La concentration de richesses révèle l’ampleur des inégalités dans les anciennes colonies intégrées à la République française comme La Réunion
5 juin, parRapport sur les riches publié par l’Observatoire des inégalités
Aménagement du territoire
15 septembre 2007

On peut tous être fiers de ces ouvriers qui construisent la route des Tamarins. À voir l’ouvrage, et l’effort des ouvriers réunionnais, on ne peut que saluer l’initiative de la collectivité régionale, qui rendait hier hommage à ces hommes et femmes qui travaillent pour l’ouverture de cet axe routier majeur pour le devenir de l’île et son futur million d’habitants.
Nous avons roulé sur ce qui sera la route des Tamarins. Pour l’heure, le macadam laisse la place aux cailloux et à la poussière, et nous attendons tous avec empressement la livraison de cet axe routier primordial pour le devenir de notre île, et les futures générations réunionnaises. Dans les Hauts de la Saline, une gigantesque salle de réception accueillait hier les acteurs de la création de la route des Tamarins.

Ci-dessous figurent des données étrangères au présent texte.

PR #1775, opened 2017-03-20
New C# CharStreams static factory class

bhamiltoncx:
Based on the discussion at https://github.com/antlr/antlr4/pull/1771#issuecomment-287627618 , this brings the Java runtime's `CharStreams` factory API to C#.

I updated `BaseCSharpTest` to make use of the new API to illustrate how it works.

### DIFF
--- a/runtime-testsuite/test/org/antlr/v4/test/runtime/csharp/BaseCSharpTest.java
+++ b/runtime-testsuite/test/org/antlr/v4/test/runtime/csharp/BaseCSharpTest.java
@@ -725,13 +725,11 @@ public class BaseCSharpTest implements RuntimeTestSupport /*, SpecialRuntimeTest
 				"\n" +
 				"public class Test {\n" +
 				"    public static void Main(string[] args) {\n" +
-				"        string inputData = File.ReadAllText(args[0], Encoding.UTF8);\n" +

Pourquoi un tel rassemblement d’ouvriers de la route des Tamarins ? Et pourquoi pas en fait ? « Nous sommes en présence du plus grand chantier routier de toute l’Europe, et qui aura une importance considérable pour La Réunion. Nous aurons dans 1 an et demi l’inauguration, avec des personnalités, sans doute gouvernementales, régionales. Et nous avons pensé qu’il était juste, même si cela n’était pas habituel, de rendre hommage d’abord à ceux qui ont construit la route », débute Paul Vergès, Président de la Région Réunion, sous les applaudissements des 1.300 ouvriers invités et des personnalités politiques et économiques. Il s’agissait de « rendre hommage à tous les ouvriers de la route des Tamarins », poursuit Paul Vergès, mais l’hommage ne va pas seulement à ceux-là. Tous les collaborateurs, représentants de l’Etat, entreprises, des collectivités aussi, ont été associés à cette réussite. Chacun reçoit, en signe de reconnaissance régionale, un trophée “Route des Tamarins” et un certificat prouvant la participation à ce grand projet. Leur travail servira pour des décennies et des décennies, d’autant que notre population est appelée à augmenter et approcher le million d’habitants, ce qui oblige à la prévoyance et l’anticipation.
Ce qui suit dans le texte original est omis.